About this task.
Find the word "named" in the data below and copy each line that holds it.

Records.
----------------------------------------

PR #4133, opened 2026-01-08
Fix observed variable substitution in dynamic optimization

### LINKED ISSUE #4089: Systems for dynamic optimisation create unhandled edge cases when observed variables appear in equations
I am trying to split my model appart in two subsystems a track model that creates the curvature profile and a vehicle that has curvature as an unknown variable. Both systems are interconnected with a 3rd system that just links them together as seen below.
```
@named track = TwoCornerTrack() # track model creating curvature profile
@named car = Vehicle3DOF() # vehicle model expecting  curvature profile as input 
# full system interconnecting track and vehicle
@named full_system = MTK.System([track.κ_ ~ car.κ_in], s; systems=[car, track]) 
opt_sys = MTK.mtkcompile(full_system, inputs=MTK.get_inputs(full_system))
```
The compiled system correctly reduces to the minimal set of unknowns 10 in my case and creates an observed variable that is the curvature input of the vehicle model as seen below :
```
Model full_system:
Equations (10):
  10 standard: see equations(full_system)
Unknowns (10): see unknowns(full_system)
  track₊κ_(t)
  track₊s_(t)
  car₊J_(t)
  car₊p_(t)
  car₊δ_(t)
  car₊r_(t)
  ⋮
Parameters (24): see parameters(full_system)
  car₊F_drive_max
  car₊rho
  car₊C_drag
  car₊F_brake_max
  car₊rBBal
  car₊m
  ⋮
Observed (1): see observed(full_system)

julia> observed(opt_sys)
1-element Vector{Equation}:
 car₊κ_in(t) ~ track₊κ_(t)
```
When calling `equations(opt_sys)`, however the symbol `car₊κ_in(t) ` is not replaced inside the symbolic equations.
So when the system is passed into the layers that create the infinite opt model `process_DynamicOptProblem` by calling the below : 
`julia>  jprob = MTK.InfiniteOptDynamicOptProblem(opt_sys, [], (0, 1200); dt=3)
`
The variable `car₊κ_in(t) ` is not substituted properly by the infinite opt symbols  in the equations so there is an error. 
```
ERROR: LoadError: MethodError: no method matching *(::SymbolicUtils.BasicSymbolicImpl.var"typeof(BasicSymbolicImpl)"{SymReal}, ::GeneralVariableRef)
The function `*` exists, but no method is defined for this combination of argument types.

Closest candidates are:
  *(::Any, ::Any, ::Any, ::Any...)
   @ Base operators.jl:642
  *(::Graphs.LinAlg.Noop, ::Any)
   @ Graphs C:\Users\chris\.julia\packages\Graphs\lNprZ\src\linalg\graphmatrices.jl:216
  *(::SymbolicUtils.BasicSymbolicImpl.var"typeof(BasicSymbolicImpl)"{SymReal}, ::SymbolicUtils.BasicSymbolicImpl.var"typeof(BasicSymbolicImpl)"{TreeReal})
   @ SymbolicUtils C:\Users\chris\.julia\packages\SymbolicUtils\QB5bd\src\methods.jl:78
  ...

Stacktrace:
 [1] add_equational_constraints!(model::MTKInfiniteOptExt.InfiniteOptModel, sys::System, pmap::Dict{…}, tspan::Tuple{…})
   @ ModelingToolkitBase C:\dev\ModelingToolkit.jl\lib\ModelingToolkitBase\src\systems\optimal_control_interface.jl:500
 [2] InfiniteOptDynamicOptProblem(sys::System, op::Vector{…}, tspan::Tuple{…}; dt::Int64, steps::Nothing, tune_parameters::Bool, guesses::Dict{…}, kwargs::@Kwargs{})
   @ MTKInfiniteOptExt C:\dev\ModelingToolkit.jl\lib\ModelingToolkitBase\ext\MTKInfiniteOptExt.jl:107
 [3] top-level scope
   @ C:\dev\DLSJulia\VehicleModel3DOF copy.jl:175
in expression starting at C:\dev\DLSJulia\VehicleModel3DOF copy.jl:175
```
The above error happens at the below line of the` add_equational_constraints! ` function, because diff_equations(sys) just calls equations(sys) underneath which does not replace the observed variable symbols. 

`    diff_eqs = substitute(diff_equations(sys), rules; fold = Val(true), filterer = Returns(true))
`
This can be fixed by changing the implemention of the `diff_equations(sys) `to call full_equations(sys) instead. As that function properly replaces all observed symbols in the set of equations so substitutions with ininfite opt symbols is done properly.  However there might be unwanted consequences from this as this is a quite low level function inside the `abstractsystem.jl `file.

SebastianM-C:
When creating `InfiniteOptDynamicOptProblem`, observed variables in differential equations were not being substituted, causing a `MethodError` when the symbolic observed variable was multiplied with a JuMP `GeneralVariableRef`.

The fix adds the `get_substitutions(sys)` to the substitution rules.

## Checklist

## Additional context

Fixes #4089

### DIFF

----------------------------------------

Answer to this exercise.
@named track = TwoCornerTrack() # track model creating curvature profile
@named car = Vehicle3DOF() # vehicle model expecting  curvature profile as input 
@named full_system = MTK.System([track.κ_ ~ car.κ_in], s; systems=[car, track]) 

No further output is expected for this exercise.